Exercise details ▸ Return the lines below in which the string "common" occurs.

++++ Data extracts ++++

PR #1105, opened 2024-04-19
Move is ipv4/ipv6 functions from Aws-c-sdkutils to Aws-c-common

waahm7:
*Description of changes:*
Moves host_utils into Aws-c-common so that we can use them in all repos. Fixed the `::1` case by making the following two changes.
1. removed `_starts_with(substr,':')` condition because it can start with :
2. Added the `group_count>2` condition while checking the group count and double colon loop.


source/host_utils.c
```diff
@@ -0,0 +1,127 @@
...
+        aws_byte_cursor_advance(&host, 1);
+        --host.len;
+    }
+
+    struct aws_byte_cursor substr = {0};
+    /* first split is required ipv6 part */
+    bool is_split = aws_byte_cursor_next_split(&host, '%', &substr);
+    AWS_ASSERT(is_split); /* function is guaranteed to return at least one split */
+
+    if (!is_split || substr.len == 0 || s_ends_with(substr, ':') ||
```
waahm7, line 95: To fix the `::1` case:
Changes made:
removed `_starts_with(substr,':')` condition here.

source/host_utils.c
```diff
@@ -0,0 +1,127 @@
...
+
+    uint8_t group_count = 0;
+    bool has_double_colon = false;
+    struct aws_byte_cursor group = {0};
+    while (aws_byte_cursor_next_split(&substr, ':', &group)) {
+        ++group_count;
+
+        if (group_count > 8 ||                                         /* too many groups */
+            group.len > 4 ||                                           /* too many chars in group */
+            (has_double_colon && group.len == 0 && group_count > 2)) { /* only one double colon allowed */
```
waahm7, line 108: To fix the `::1` case:
Changes made:
Added the `group_count>2` condition here.

DmitriyMusatkin (approved):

++++

The completed task ▸
Move is ipv4/ipv6 functions from Aws-c-sdkutils to Aws-c-common
Moves host_utils into Aws-c-common so that we can use them in all repos. Fixed the `::1` case by making the following two changes.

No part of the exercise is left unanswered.